**What the task asks**
Below are the records; copy out every line that holds the word "models".

::: Data provided

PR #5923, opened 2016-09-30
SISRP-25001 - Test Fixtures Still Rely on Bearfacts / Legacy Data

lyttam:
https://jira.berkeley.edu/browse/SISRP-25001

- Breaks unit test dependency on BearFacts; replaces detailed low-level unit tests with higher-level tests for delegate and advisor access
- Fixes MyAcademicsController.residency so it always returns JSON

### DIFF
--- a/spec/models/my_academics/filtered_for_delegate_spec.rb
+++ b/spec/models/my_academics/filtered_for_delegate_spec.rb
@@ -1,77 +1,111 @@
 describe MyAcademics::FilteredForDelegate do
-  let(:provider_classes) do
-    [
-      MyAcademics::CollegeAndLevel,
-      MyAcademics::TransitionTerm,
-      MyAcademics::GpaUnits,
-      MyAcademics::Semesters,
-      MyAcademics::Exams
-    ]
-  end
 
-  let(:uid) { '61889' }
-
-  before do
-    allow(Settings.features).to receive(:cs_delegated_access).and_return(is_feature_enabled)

::::::

**Answer**
--- a/spec/models/my_academics/filtered_for_delegate_spec.rb
+++ b/spec/models/my_academics/filtered_for_delegate_spec.rb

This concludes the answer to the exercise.